The Suicidal Person is a remarkable hybrid of autobiographical, scientific, clinical, and theoretical gems based on Dr. Michel's decades of experience. It will deepen your understanding of how people can become suicidal—and how you can help. Suicidologists, clinicians, psychotherapy students, loved ones, and people who themselves have suicidal thoughts will all benefit from learning about Dr. Michel’s journey and his compassionate, client-centered treatment for people in danger of suicide.
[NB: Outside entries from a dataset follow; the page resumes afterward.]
PR #8645, opened 2020-04-08
Plan: VTOL landing pattern

DonLakeFlyer:
Added new VTOL Landing Pattern complex item:
* Works very similarly to FW Landing Pattern
* Sequence is: DO_LAND_START, camera futzing (optional), MAV_CMD_NAV_LOITER_TO_ALT, VTOL_LAND
* Modified VTOL default takeoff straight up distance to takeoff point to be 30 meters. Would like opinions on the the correct default for this value.
* VTOL loiter exit to land point also defaults to 30 meters. Would like opinions on the the correct default for this value.

There is an issue somewhere I can't find asking to set FW Landing Pattern heading to match the heading set on takeoff climbout. Under the assumption climbout was set to go into the wind. I would think the same thing applies to VTOL Landing Pattern loiter to land path. Once I figure out how to do that this will happen for VTOL as well.

Related to #8639 

Screen Shot 2020-04-08 at 1 02 28 PM

### DIFF
--- a/ChangeLog.md
+++ b/ChangeLog.md
@@ -5,6 +5,8 @@ Note: This file only contains high level features or important fixes.
 ## 4.1 - Daily build
 
 * Support mavlink terrain protocol which queries gcs for terrain height information. Allows planning missions with TERRAIN\_FRAME.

Dr. Michel offers a rare blend of clinical wisdom, poignant personal experience, empirical evidence, and essential practicality in a compelling volume that will prove invaluable to clinicians assessing and treating those struggling with suicidality. This book represents the distillation of three-plus decades of clinical work and applied research into an easy to understand and deliver model for the care of those questioning the value of life. Most importantly, it’s an approach that recognizes the enduring vulnerability of being human, our unavoidable connections to one another, and that compassion is the necessary foundation to reducing the tragedy of suicide. Michel’s practical and empirically informed approach is applicable across all clinical contexts and should be a must-read for anyone working with suicidal individuals.
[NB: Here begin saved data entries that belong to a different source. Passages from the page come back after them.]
PR #8649, opened 2020-04-09
Always generate AppSettings::savePath at runtime for mobile builds

DonLakeFlyer:
Replacement for #8637


DonLakeFlyer:
@antiheavy Can you guys this is out using the same process as the other pull?

Need to wait to hear back from @dogmaphobic to make sure this doesn't cause any other custom build problems.

Antiheavy:
> @Antiheavy Can you guys this is out using the same process as the other pull?
> 
> Need to wait to hear back from @dogmaphobic to make sure this doesn't cause any other custom build problems.

Yep! But might not be until next week sometime when we get back to syncing with upstream and testing another development build.

PR #8655, opened 2020-04-12
Value range visual change support

DonLakeFlyer:
I'm hoping this is fairly self explanatory. As always major WIP but it should all be working. Certainly more ui tweaking needed to make it easier to use, but functionality behind the scenes is all hooked up.

Change the icon or text color based on value:
Screen Shot 2020-04-12 at 4 22 54 PM

Change the icon based on value:
Screen Shot 2020-04-12 at 4 23 19 PM

Changed the opacity of the icon based on value:
Screen Shot 2020-04-12 at 4 22 32 PM

The direction I'm heading is to also re-do the toolbar to make it more of a useful piece of real estate. Currently it takes up a lot of space for not a lot of value. The direction is to make it configurable just like the instrument value page (using this same code) such that you can specify what values you want to see there all the time. And then the instrument value page becomes secondary. For example you don't want to miss your vehicle plummeting to the ground because you are farting around with the camera settings page in the instrument panel which in turn hides the instrument values. So critical instrument values in the toolbar, secondary in the instrument panel. End users have full control over tweaking. Custom builds have full control over creating there own default setups.


DonLakeFlyer:
Also once I'm closer to being done I want to gather some folks together to help create the new default setup for both toolbar and instrument values for each vehicle type.

Issue #8585, opened 2020-03-23
"Set RC to Param..." button no action 4.0.1


TheSoundMan000:
Windows 10
4.0.1 Downloaded direct from website
Pixhawk 4/Pixhawk 2, both latest stable PX4

Drone configured and maidened with obvious PID tuning necessary. PARAM1 and PARAM2 assigned to channel 11 and 12 respectively (analog knobs). Select a desired paramater eg MC_ROLLRATE_P and advanced then "Set RC to Param..." and nothing happens.

Completely unable to assign RC control to tune the PIDs mid flight.

Expecting something like the below but not making it to the dialog window.
![](https://docs.px4.io/v1.9.0/images/qgc/setup/parameters_radio_channel_mapping.jpg)

DonLakeFlyer:
@dogmaphobic This is sitll missing from Stable

TheSoundMan000:
Is it available in the latest daily? I might give that a burn if so. Thanks for your help guys.

DonLakeFlyer:
It's not available anywhere

TheSoundMan000:
Ah right... so what version is depicted in the above screen shot? That's straight from the PX4 1.9.0 manual. I don't mind if its beta or anything like that just chasing an implementation of some form. Is this a new feature or an obsolete one or whats the situation?

DonLakeFlyer:
The is QGC v3.5.6, it is missing from newer versions. You can get older version from the GitHub releases page.

PR #8657, opened 2020-04-14
Set RC To Param support

DonLakeFlyer:
* Fixes: #8585, #8382
* Also includes some changes to showPopupDialog:
  * No need to pass in title and buttons. You now set them in the component itself.
  * Ability to pass additional dialog properties from the showPopupDialog call. This allow you to provide external context to the dialog if needed.


DonLakeFlyer:
Screen Shot 2020-04-14 at 12 07 16 PM

PR #8662, opened 2020-04-15
Add support for multi-press joystick buttons

DonLakeFlyer:
Related to discussion in #8601

Screen Shot 2020-04-15 at 2 18 04 PM


DonLakeFlyer:
Note that this changes the existing behavior of assigning the same action to multiple buttons. That was allowed before as well. But a single button press on any of the buttons assigned the same action would work. The loss of that capability doesn't seem as important as the new capability added.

The Suicidal Person chronicles Konrad Michel's lifelong quest to find a new way of helping self-destructive patients. Trained as both empirical scientist and empathic psychotherapist, Dr. Michel has over a five-decade career sought out the most brilliant thinkers in contemporary suicidology and joined with them to reconceptualize the suicidal mind. He integrates both biological and psychological perspectives in a deceptively simple treatment method that emphasizes the therapist's intensely respectful curiosity about the suicidal patient's experience and their collaboration as equals in developing a shared understanding of that experience. Dr. Michel's humble yet powerful approach offers patients liberation from the life-threatening vortex of suicidality.

In his extraordinary book, The Suicidal Person, Dr. Konrad Michel has written a unique volume that fully displays his decades of clinical acumen, innovation in clinical research, leadership in the field, as well as his humanity and wisdom. Dr. Michel has an uncanny ability to integrate noteworthy clinical insights and scientific truths, while writing with a common touch that makes this book both readable and relatable. This text is relevant to a remarkably wide audience from clinical professionals, to researchers, to people who struggle with suicide, and to those who are touched by suicide either directly or indirectly. This book is a treasure—a gift actually—to anyone who cares about the human condition, the perils of suffering, the promise of recovery and life.